▶ _PROBLEM TO SOLVE_
Every line in the listing should be set down again verbatim.

▶ _DATASET EXTRACT_
PR #1671, opened 2026-08-19
fix(deps): make markdown-it 15 attrGet type-safe (supersedes #1640)

josephfung:
## Summary

Completes the markdown-it 14→15 upgrade that Dependabot proposed in #1640 and adds the small production-code fix that PR couldn't merge without.

Dependabot's #1640 bumped `markdown-it` but left CI red: v15 widened `Token.attrGet()`'s return type to `string | number`, so the auto-`target=_blank`/`rel` link-hardening rule in the outbound-email markdown renderer stopped type-checking:

```
src/format/markdown-to-html.ts(24,31): error TS2345: Argument of type 'string | number' is not assignable to parameter of type 'string'.
```

## Changes

- **`markdown-it` 14.3.0 → 15.0.0** (mirrors #1640; `linkify-it` 5 → 6 comes along transitively).
- **`src/format/markdown-to-html.ts`** — coerce `attrGet('href')` to a string (`String(... ?? '')`) before `RegExp.test()`. This is the outbound-email HTML renderer, so behavior is preserved exactly; only the type is tightened.
- **Removed `@types/markdown-it`** — v15 ships its own bundled TypeScript declarations, making the DefinitelyTyped package redundant (its stale v14 types would otherwise drift from the real API).

## Verification

- `pnpm run typecheck` — passes (exit 0), the TS2345 error is gone.
- `vitest run src/format/` — 19/19 tests pass; v15 produces identical rendered output for the existing fixtures.

Supersedes #1640 (closing that one in favor of this).


josephfung:
@coderabbitai review

Issue #1672, opened 2026-08-20
Signal voice-call channel: bridge signal-cli calls into VoiceRuntime


josephfung:
## Summary

Implement native Signal voice calls as a live transport into the existing voice pipeline: the CEO (and, policy-permitting, others) can Signal-call Curia and hold a real-time conversation through the same `VoiceRuntime` / Deepgram / Cartesia stack the console voice channel uses.

Feasibility was proven live in the #1602 spike (see [feasibility finding](https://github.com/josephfung/curia/issues/1602#issuecomment-5347032324) and [validation result](https://github.com/josephfung/curia/issues/1602#issuecomment-5357625022)): signal-cli ≥ 0.14.2 answers calls by spawning [`signal-call-tunnel`](https://github.com/visigoth/signal-call-tunnel) (RingRTC), exposes `subscribeCallEvents` / `acceptCall` / `hangupCall` over the JSON-RPC socket we already use, and moves call audio through per-call PulseAudio virtual devices (Opus 48 kHz mono, 20 ms frames). Two-way audio was confirmed end-to-end from a real phone.

## Architecture (validated in the spike)

```
 CEO phone ──Signal call──▶ signal-cli daemon ──spawns──▶ signal-call-tunnel (RingRTC/WebRTC)
                                │ JSON-RPC (existing socket):                │
                                │  callEvent / acceptCall / hangupCall      │ PulseAudio virtual devices
                                ▼                                           ▼
                          SignalAdapter ──▶ VoiceRuntime ◀── SignalAudioTransport (new)
                                              │  reads  <output>.monitor  (caller → Deepgram STT)
                                              │  writes sink_for_<input>  (Cartesia TTS → caller)
```

`VoiceRuntime` is already transport-agnostic behind the five-method `AudioTransport` seam (`src/channels/voice/audio-transport.ts`), exactly as ADR-037 §10 planned. STT/TTS accept per-transport rate hints, so the transport can advertise 48 kHz both ways — no in-process resampling expected.

### App (curia)

- [ ] `SignalRpcClient`: add `subscribeCallEvents` (must be sent on every (re)connect — signal-cli silently ignores incoming calls with no subscriber), `acceptCall`, `rejectCall`, `hangupCall`, and `callEvent` notification dispatch
[...]

PR #1674, opened 2026-08-20
fix(voice): ignore duplicate RINGING_INCOMING instead of self-rejecting the call

josephfung:
## Summary

Found live in prod validation of Signal voice calls (#1672): **every** inbound call was rejected as "busy" and none ever reached CONNECTED.

Root cause: **signal-cli re-emits `RINGING_INCOMING` for the same call while it rings.** The busy check in `handleRingingIncoming` treated the repeat as a competing call and sent `rejectCall` for the callId it was actively answering, tearing the call down. Proof from the prod logs: the very first call after startup was rejected as "busy" — impossible unless a duplicate same-call event tripped the gate.

## Fix

Guard `handleRingingIncoming` so a `RINGING_INCOMING` whose callId is already in flight (`active` / `pending` / `ringing` / `connecting`) is **ignored**, not busy-rejected. The one-call-at-a-time invariant is unchanged: a ring for a *different* callId while one is in flight is still rejected as busy.

The `connecting` slot matters for a subtle window: after `ENDED` lands mid-`startSession`, `active` is nulled and `pending` cleared, but the id stays in `connecting` until setup's `finally` runs — without that clause a duplicate in that gap would be freshly accepted for an already-ending call.

## Tests

Four regression tests, one per guard slot, each verified RED without the fix:
- `ringing` slot (duplicate while still resolving caller)
- `pending` slot (duplicate after accept, before CONNECTED)
- `active` slot (stray re-emit on the live connected call)
- `connecting` slot (duplicate in the ENDED-during-startSession gap — RED = `acceptCall` fires twice without the clause)

Full bridge suite: 79 passed. Typecheck clean. Reviewed by code-reviewer + silent-failure-hunter (both clean; the added `active`/`connecting` tests came from the code-reviewer's finding).

Relates to #1672. Merge + redeploy needed before the prod validation call can be retried.

### DIFF
--- a/CHANGELOG.md
+++ b/CHANGELOG.md
@@ -40,6 +40,7 @@ bus event types) are noted explicitly even in the `0.x` range.
 
 ### Fixed
 
+- **Signal voice calls** — duplicate `RINGING_INCOMING` for one call no longer self-rejects it as busy. (#1672)
 - **Scheduler runtime errors** — fallback `agent.response(isError)` paths now always emit paired `agent.error`. (#1647)
 - **MCP health probe** — liveness uses `ping()` not `listTools()`, ending a ~145 MB/hr validator leak. (#1663)
 - **Scheduler** — `burstCounts` evicts one-shot completions inline and stale jobs on the watchdog sweep. (#1664)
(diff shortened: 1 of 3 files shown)


josephfung:
@coderabbitai review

▶ _RESPONSE AREA_
PR #1671, opened 2026-08-19
fix(deps): make markdown-it 15 attrGet type-safe (supersedes #1640)

josephfung:
## Summary

Completes the markdown-it 14→15 upgrade that Dependabot proposed in #1640 and adds the small production-code fix that PR couldn't merge without.

Dependabot's #1640 bumped `markdown-it` but left CI red: v15 widened `Token.attrGet()`'s return type to `string | number`, so the auto-`target=_blank`/`rel` link-hardening rule in the outbound-email markdown renderer stopped type-checking:

```
src/format/markdown-to-html.ts(24,31): error TS2345: Argument of type 'string | number' is not assignable to parameter of type 'string'.
```

## Changes

- **`markdown-it` 14.3.0 → 15.0.0** (mirrors #1640; `linkify-it` 5 → 6 comes along transitively).
- **`src/format/markdown-to-html.ts`** — coerce `attrGet('href')` to a string (`String(... ?? '')`) before `RegExp.test()`. This is the outbound-email HTML renderer, so behavior is preserved exactly; only the type is tightened.
- **Removed `@types/markdown-it`** — v15 ships its own bundled TypeScript declarations, making the DefinitelyTyped package redundant (its stale v14 types would otherwise drift from the real API).

## Verification

- `pnpm run typecheck` — passes (exit 0), the TS2345 error is gone.
- `vitest run src/format/` — 19/19 tests pass; v15 produces identical rendered output for the existing fixtures.

Supersedes #1640 (closing that one in favor of this).


josephfung:
@coderabbitai review

Issue #1672, opened 2026-08-20
Signal voice-call channel: bridge signal-cli calls into VoiceRuntime


josephfung:
## Summary

Implement native Signal voice calls as a live transport into the existing voice pipeline: the CEO (and, policy-permitting, others) can Signal-call Curia and hold a real-time conversation through the same `VoiceRuntime` / Deepgram / Cartesia stack the console voice channel uses.

Feasibility was proven live in the #1602 spike (see [feasibility finding](https://github.com/josephfung/curia/issues/1602#issuecomment-5347032324) and [validation result](https://github.com/josephfung/curia/issues/1602#issuecomment-5357625022)): signal-cli ≥ 0.14.2 answers calls by spawning [`signal-call-tunnel`](https://github.com/visigoth/signal-call-tunnel) (RingRTC), exposes `subscribeCallEvents` / `acceptCall` / `hangupCall` over the JSON-RPC socket we already use, and moves call audio through per-call PulseAudio virtual devices (Opus 48 kHz mono, 20 ms frames). Two-way audio was confirmed end-to-end from a real phone.

## Architecture (validated in the spike)

```
 CEO phone ──Signal call──▶ signal-cli daemon ──spawns──▶ signal-call-tunnel (RingRTC/WebRTC)
                                │ JSON-RPC (existing socket):                │
                                │  callEvent / acceptCall / hangupCall      │ PulseAudio virtual devices
                                ▼                                           ▼
                          SignalAdapter ──▶ VoiceRuntime ◀── SignalAudioTransport (new)
                                              │  reads  <output>.monitor  (caller → Deepgram STT)
                                              │  writes sink_for_<input>  (Cartesia TTS → caller)
```

`VoiceRuntime` is already transport-agnostic behind the five-method `AudioTransport` seam (`src/channels/voice/audio-transport.ts`), exactly as ADR-037 §10 planned. STT/TTS accept per-transport rate hints, so the transport can advertise 48 kHz both ways — no in-process resampling expected.

### App (curia)

- [ ] `SignalRpcClient`: add `subscribeCallEvents` (must be sent on every (re)connect — signal-cli silently ignores incoming calls with no subscriber), `acceptCall`, `rejectCall`, `hangupCall`, and `callEvent` notification dispatch
[...]

PR #1674, opened 2026-08-20
fix(voice): ignore duplicate RINGING_INCOMING instead of self-rejecting the call

josephfung:
## Summary

Found live in prod validation of Signal voice calls (#1672): **every** inbound call was rejected as "busy" and none ever reached CONNECTED.

Root cause: **signal-cli re-emits `RINGING_INCOMING` for the same call while it rings.** The busy check in `handleRingingIncoming` treated the repeat as a competing call and sent `rejectCall` for the callId it was actively answering, tearing the call down. Proof from the prod logs: the very first call after startup was rejected as "busy" — impossible unless a duplicate same-call event tripped the gate.

## Fix

Guard `handleRingingIncoming` so a `RINGING_INCOMING` whose callId is already in flight (`active` / `pending` / `ringing` / `connecting`) is **ignored**, not busy-rejected. The one-call-at-a-time invariant is unchanged: a ring for a *different* callId while one is in flight is still rejected as busy.

The `connecting` slot matters for a subtle window: after `ENDED` lands mid-`startSession`, `active` is nulled and `pending` cleared, but the id stays in `connecting` until setup's `finally` runs — without that clause a duplicate in that gap would be freshly accepted for an already-ending call.

## Tests

Four regression tests, one per guard slot, each verified RED without the fix:
- `ringing` slot (duplicate while still resolving caller)
- `pending` slot (duplicate after accept, before CONNECTED)
- `active` slot (stray re-emit on the live connected call)
- `connecting` slot (duplicate in the ENDED-during-startSession gap — RED = `acceptCall` fires twice without the clause)

Full bridge suite: 79 passed. Typecheck clean. Reviewed by code-reviewer + silent-failure-hunter (both clean; the added `active`/`connecting` tests came from the code-reviewer's finding).

Relates to #1672. Merge + redeploy needed before the prod validation call can be retried.

### DIFF
--- a/CHANGELOG.md
+++ b/CHANGELOG.md
@@ -40,6 +40,7 @@ bus event types) are noted explicitly even in the `0.x` range.
 
 ### Fixed
 
+- **Signal voice calls** — duplicate `RINGING_INCOMING` for one call no longer self-rejects it as busy. (#1672)
 - **Scheduler runtime errors** — fallback `agent.response(isError)` paths now always emit paired `agent.error`. (#1647)
 - **MCP health probe** — liveness uses `ping()` not `listTools()`, ending a ~145 MB/hr validator leak. (#1663)
 - **Scheduler** — `burstCounts` evicts one-shot completions inline and stale jobs on the watchdog sweep. (#1664)
(diff shortened: 1 of 3 files shown)


josephfung:
@coderabbitai review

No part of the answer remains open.